The response should hold each line from the entries below where "reference" is found.

── TASK INPUTS ──

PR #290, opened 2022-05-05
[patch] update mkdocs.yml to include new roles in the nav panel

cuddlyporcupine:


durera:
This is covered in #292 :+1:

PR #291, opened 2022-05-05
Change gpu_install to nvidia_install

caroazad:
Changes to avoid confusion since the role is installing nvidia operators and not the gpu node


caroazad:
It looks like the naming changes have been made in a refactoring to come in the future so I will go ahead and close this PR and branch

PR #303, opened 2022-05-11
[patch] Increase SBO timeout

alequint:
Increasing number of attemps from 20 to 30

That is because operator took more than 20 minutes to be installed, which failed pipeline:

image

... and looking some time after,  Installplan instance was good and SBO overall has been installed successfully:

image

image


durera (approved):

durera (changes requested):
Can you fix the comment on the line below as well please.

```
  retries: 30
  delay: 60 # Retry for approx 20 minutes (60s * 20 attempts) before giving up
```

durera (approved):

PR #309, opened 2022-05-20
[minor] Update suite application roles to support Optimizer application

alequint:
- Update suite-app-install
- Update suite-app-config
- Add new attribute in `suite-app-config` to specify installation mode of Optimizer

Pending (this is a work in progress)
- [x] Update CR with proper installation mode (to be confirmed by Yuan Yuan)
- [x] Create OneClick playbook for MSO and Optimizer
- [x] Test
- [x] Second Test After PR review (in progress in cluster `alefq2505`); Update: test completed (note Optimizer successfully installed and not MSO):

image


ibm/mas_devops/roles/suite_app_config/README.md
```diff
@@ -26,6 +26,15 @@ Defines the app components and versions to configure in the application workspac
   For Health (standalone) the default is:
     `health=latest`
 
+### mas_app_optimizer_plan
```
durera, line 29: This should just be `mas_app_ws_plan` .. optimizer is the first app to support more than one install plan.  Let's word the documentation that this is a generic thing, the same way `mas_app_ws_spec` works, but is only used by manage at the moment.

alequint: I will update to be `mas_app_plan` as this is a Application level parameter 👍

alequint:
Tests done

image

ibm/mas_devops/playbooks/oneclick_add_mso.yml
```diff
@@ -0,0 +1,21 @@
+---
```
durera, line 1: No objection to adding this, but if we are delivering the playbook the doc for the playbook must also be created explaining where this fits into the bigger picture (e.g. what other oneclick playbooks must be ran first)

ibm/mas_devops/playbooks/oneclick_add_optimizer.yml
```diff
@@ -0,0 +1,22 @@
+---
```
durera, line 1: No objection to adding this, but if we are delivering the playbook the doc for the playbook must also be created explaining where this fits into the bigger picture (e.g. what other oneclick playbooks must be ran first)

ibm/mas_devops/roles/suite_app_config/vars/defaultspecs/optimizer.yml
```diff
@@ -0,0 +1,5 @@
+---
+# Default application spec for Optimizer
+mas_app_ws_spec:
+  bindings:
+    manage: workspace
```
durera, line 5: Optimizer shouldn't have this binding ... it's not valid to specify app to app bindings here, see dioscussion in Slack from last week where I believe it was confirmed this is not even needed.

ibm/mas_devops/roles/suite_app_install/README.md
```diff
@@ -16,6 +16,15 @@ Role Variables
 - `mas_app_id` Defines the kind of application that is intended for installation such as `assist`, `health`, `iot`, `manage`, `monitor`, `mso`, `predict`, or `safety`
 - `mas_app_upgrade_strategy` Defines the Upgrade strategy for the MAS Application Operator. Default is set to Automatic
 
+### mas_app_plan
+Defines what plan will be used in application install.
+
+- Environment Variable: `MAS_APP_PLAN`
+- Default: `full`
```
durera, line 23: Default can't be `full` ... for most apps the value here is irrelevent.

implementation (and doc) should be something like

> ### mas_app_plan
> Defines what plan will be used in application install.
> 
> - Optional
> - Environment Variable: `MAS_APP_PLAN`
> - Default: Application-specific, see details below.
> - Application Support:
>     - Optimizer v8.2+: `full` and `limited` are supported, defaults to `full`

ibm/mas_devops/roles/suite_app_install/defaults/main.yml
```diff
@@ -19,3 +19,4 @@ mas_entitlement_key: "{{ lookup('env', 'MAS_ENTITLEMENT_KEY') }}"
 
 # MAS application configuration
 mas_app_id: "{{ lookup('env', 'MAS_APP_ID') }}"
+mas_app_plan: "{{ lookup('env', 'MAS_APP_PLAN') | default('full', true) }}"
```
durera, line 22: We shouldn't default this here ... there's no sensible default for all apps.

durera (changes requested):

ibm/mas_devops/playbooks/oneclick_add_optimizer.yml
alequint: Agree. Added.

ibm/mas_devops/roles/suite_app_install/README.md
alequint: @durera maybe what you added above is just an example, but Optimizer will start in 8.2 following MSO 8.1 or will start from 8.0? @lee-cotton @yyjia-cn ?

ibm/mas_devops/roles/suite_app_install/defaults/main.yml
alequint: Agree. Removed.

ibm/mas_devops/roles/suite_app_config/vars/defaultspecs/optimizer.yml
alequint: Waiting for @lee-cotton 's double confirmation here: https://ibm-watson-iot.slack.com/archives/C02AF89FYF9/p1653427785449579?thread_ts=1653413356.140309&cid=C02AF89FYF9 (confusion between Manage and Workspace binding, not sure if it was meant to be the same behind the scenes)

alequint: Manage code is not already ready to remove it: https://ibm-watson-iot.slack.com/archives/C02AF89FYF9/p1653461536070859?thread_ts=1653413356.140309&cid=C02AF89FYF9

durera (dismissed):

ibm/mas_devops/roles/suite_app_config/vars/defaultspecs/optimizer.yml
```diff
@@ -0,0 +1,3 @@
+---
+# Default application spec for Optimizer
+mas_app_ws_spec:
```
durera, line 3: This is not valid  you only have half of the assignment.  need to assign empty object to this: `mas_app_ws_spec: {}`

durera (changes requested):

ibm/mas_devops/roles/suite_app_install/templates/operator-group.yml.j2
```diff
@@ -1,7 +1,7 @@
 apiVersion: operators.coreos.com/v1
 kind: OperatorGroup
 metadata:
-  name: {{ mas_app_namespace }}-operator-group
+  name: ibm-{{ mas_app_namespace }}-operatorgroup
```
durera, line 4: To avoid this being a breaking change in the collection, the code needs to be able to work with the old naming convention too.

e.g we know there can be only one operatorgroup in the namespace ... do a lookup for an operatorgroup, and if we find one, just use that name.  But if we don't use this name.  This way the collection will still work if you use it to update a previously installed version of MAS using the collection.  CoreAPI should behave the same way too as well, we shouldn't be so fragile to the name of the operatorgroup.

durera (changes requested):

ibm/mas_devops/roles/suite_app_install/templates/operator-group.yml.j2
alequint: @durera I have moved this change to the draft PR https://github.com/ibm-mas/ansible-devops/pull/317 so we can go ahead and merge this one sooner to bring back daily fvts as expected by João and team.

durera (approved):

───
── TASK INPUTS ──

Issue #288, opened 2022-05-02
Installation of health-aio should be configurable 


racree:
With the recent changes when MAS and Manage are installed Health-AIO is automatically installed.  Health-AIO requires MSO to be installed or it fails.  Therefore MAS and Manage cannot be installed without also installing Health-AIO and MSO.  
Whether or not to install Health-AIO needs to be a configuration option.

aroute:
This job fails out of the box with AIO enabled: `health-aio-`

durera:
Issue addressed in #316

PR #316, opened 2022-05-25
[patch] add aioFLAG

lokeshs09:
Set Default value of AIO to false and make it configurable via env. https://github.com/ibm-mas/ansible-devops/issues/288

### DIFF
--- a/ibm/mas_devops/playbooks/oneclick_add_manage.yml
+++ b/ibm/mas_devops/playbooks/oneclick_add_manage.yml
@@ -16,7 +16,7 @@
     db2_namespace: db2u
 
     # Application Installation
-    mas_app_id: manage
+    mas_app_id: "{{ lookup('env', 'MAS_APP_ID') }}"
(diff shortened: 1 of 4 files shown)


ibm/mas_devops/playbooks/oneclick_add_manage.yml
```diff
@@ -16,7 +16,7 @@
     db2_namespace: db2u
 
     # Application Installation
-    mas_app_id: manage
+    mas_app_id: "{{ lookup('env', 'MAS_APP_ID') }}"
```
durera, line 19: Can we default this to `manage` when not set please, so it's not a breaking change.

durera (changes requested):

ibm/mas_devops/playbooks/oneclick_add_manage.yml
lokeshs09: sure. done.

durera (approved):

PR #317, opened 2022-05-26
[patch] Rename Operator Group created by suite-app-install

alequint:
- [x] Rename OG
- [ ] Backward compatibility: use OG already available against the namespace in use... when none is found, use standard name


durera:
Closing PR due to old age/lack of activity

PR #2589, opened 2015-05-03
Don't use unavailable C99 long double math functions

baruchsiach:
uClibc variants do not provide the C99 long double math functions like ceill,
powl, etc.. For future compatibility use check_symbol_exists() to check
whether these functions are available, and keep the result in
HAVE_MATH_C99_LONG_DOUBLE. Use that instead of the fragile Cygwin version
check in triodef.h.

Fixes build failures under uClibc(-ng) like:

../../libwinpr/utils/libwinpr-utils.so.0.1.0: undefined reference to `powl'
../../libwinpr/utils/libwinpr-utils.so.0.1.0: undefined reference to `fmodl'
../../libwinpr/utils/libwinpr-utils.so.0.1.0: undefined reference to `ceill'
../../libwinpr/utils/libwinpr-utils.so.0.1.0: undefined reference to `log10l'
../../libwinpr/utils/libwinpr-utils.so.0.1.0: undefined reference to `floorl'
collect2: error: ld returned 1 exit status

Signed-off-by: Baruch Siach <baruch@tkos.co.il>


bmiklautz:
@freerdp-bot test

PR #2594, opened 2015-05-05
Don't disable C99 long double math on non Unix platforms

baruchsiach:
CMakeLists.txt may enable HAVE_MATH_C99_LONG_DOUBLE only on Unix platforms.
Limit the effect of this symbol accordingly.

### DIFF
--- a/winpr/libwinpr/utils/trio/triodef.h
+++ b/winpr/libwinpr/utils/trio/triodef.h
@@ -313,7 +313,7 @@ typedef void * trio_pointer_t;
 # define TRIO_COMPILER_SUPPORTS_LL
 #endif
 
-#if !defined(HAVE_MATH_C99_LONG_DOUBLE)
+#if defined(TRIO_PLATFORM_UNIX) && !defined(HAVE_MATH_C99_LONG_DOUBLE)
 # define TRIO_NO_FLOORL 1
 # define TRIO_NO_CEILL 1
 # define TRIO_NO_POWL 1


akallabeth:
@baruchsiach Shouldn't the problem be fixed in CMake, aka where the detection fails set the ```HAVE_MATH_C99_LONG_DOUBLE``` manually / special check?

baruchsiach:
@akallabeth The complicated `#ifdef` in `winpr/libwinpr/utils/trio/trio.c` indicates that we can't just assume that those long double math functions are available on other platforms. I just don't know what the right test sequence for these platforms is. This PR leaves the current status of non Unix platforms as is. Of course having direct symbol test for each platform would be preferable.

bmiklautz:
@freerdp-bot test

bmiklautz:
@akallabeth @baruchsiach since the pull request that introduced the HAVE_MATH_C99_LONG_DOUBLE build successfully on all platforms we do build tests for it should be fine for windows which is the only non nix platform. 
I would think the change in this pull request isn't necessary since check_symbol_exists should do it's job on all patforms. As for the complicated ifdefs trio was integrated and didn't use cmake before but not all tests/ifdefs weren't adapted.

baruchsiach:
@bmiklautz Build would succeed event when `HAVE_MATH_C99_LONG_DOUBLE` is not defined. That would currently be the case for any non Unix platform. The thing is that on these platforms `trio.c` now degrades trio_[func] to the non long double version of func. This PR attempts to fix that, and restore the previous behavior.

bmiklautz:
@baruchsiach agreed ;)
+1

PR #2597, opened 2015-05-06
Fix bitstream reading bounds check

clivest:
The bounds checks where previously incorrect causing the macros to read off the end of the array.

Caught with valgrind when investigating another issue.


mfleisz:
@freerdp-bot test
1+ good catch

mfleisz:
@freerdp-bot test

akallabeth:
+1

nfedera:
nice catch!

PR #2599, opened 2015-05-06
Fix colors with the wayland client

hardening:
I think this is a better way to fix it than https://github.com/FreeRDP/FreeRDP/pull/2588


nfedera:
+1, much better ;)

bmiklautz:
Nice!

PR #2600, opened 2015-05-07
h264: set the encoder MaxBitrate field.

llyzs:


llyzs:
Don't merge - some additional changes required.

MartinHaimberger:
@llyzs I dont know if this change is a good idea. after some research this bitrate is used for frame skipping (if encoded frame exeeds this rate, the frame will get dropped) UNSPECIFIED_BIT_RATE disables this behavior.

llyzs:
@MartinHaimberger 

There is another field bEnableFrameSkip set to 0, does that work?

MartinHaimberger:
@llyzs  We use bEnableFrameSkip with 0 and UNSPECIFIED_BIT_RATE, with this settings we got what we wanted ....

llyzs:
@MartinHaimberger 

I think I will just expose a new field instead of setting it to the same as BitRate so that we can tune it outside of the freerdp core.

───

§ YOUR SOLUTION
../../libwinpr/utils/libwinpr-utils.so.0.1.0: undefined reference to `powl'
../../libwinpr/utils/libwinpr-utils.so.0.1.0: undefined reference to `fmodl'
../../libwinpr/utils/libwinpr-utils.so.0.1.0: undefined reference to `ceill'
../../libwinpr/utils/libwinpr-utils.so.0.1.0: undefined reference to `log10l'
../../libwinpr/utils/libwinpr-utils.so.0.1.0: undefined reference to `floorl'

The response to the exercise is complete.